Unincorporated community in Colorado, US

Woody Creek is an unincorporated town, a post office, and a census-designated place (CDP) located in and governed by Pitkin County, Colorado, United States. The Woody Creek post office has the ZIP Code 81656 (post office boxes). At the United States Census 2020, the population of the Woody Creek CDP was 290. The Woody Creek Metropolitan District provides services. The CDP is a part of the Glenwood Springs, CO Micropolitan Statistical Area.

==Geography==
Woody Creek is situated in the valley of the Roaring Fork River northwest of Aspen, along State Highway 82, where Woody Creek exits a canyon and joins the Roaring Fork. It is situated at the northwest (and least developed) end of a small valley that stretches southeast along the Roaring Fork to Aspen.

The Woody Creek CDP has an area of 1.587 km2, all land.

==Location and culture==

The community is centered on a log cabin built in the 1940s by the Lee Jones family, which now houses the Woody Creek Tavern as well as the Woody Creek Community Center. The cabin sits along a county road adjacent to a trailer park and several homes.

Woody Creek was the residence of noted author Hunter S. Thompson for much of his life and at the time of his death.
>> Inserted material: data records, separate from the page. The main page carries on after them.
PR #3829, opened 2016-09-19
HORUS save persistant items on model change

3djc:


radio/src/gui/480x272/model_select.cpp
```diff
@@ -97,6 +97,7 @@ void onModelSelectMenu(const char * result)
 {
   if (result == STR_SELECT_MODEL) {
     // we store the latest changes if any
+    storageFlushCurrentModel();
```
bsongis: Ah I just forgot to call the function! Thanks

PR #3835, opened 2016-09-20
3djc/horus s6 r support

EricFPV:
Horus Backlight brightness adjustment using pot, 6p or p2, p1 ?
can it be done ? I am new to this forum.


kilrah:
> I am new to this forum

This is a code development platform, not a place for discussions/support/questions and you're using it very wrong by sending out a pull request that modifies code in a way that would basically break openTX.

Use the "issues" tab for reporting confirmed bugs and making well presented suggestions, for prior discussions use the chat or a forum like openrcforums.com.

PR #3838, opened 2016-09-21
Fixes 3474 Mix line drag n drop before CH1

elecpower:
Fixes Shift Drag n Drop (Move)
Only tested on Ubuntu 14.04
Will do another PR for Inputs which has same bug.


3djc:
Tested ok on Debian 8.5, waiting for a windows confirmation before merging

3djc:
Thanks a lot elecpower

PR #3844, opened 2016-09-22
Fixes Inputs Drag n Drop

elecpower:
Stops dropping inputs before Input1
Shift drag n drop (move) works
Has dependencies to Mixes drag n drop fix
Tested Ubuntu 14.04


3djc:
Thanks a lot !

PR #3986, opened 2016-11-03
3djc/fix #3777

### LINKED ISSUE #3777: Open TX Horus 2.2 ON352 - Model notes not shown when switching models
When a new model selection is made from model select menu and activated, the 'text notes' are not shown on screen, however notes can be selected from long press on enter key for that newly selected model.  When transmitter is powered 'on' then notes are displayed for the last model selected.

3djc:
Delay the checks until after the main menu is launched to avoid the model notes to be overwritten even before appearing.

This fixes #3777


bsongis:
Seems all good, thanks!

PR #3988, opened 2016-11-03
Fix Special function Backlight to actually also honour its value, imp…

schwabe:
…lement LCD colour on Taranis

The range of the FUNC_BACKLIGHT is 0 to 100 which is the same as brightness, so I think this was intended to be brightness. Anyway since it never worked it is now brightness and color got its new SF.


kilrah:
No, it was meant to be color. And it was supposed to be "temporary", i.e. overwrites the color in radio settings while the SF is active, and restores when off.
The idea being to be able to signal alarms by temporarily changing color for example.

bsongis:
Not now

PR #3990, opened 2016-11-04
Add constants for LUA telemetry

schwabe:
This commit added 896 bytes to flash size which is a significant size. An alternative would to just document the values in the lua telemetry function.

Shortening some of the UNIT names (e.g. UNIT_MW instead of UNIT_milliwatts) or shortening UNIT_ to U_ could save a few bytes but the general problem is still there.

@3djc  and I disagree if spending 1k of flash is worth on this, I would just tell the user the list of units/values instead of making them available as global LUA variables.


lshems:
Just wondering. I have noticed that several different lists are used to refer to sources, switches etc, depending on the functions used.

This forces you to create a LUA library for yourself anyway if you want to use these within your code consistently and often.

Is there any reason for this, and could this be perhaps offer the solution to reducing size and memory usage?

Some examples of codes I use right now to overcome this in LUA, for OpenTX 2.0.9:

`  page.sourceSwitch=   --to find the source of a physical switch(-position)
    {
    [0]=84,
    [1]=92,[2]=92,[3]=92,
    [4]=93,[5]=93,[6]=93,
    [7]=94,[8]=94,[9]=94,
    [10]=95,[11]=95,[12]=95,
    [13]=96,[14]=96,[15]=96,
    [16]=97,[17]=97,
    [18]=98,[19]=98,[20]=98,
    [21]=99,[22]=99
    }

    
    page.mixTimer=function(source)
      if source then
        return source+61
      end
    end

    page.timerMix=function(timer)
      if timer then
        return timer -61
      end
    end
    
    
    
    page.mixLS=function(source)
      if source then
        return source-48
      end
    end

    page.LSmix=function(LS)
      if LS then
        return LS+48
      end
    end

    page.mixTrimSwitch=function(source)
      if source then
        return source-42 ---RETA LRDU
      end
    end
`

kilrah:
Because those lists are all different in content, and doing them as it is saves memory on the firmware itself (especially important for the AVR platforms, if those were dropped it could be simplified but as it is not really).

3djc:
It seems the drawback outweight the benefits, so lets not do this

bsongis:
I would keep it with an #ifdef because it could be useful on Horus
I am sure the next radios round will bring a bigger flash

schwabe:
@bsongis okay reopened it with #if 0

radio/src/lua/api_general.cpp
```diff
@@ -1145,6 +1145,8 @@ const luaR_value_entry opentxConstants[] = {
   { "PLAY_BACKGROUND", PLAY_BACKGROUND },
   { "TIMEHOUR", TIMEHOUR },
 
+#if 0
```
bsongis: Why not 
```#if defined(PCBHORUS)```

bsongis:
And X9E? I cannot remember how much flash is available

schwabe:
At least the linker script for X9E defines "only" 512K of memory. 

My Taranis+ also has really 1MB of flash instead of 512k but I am not sure later version have really a bigger chip or if STM just sells relabelled 1MB chips as lower capacity.

kilrah:
From the part no mentioned in the schematic it's 512K. But the 1M part would obviously be interchangeable, so maybe it got better availablility at some point and some radios ended up having one...

3djc:
My X9E is from the first production batch, and has a 512k flash

bsongis:
Thanks!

It also has been the home of several other celebrities and musicians including the late broadcaster Ed Bradley, Don Henley of the Eagles, John Oates (Hall and Oates), Jimmy Ibbotson of The Nitty Gritty Dirt Band and actor Don Johnson. Currently, former Speaker of the U.S. House of Representatives Nancy Pelosi has a winter home in Woody Creek.

Woody Creek was the residence of many of the founding members of the Aspen Ridiculous Theatre Company (ART-C). ART-C is notable for its annual Winterskol show and spring extravaganzas at the Wheeler Opera House.

==Education==
It is in Aspen School District 1. The district's comprehensive high school is Aspen High School.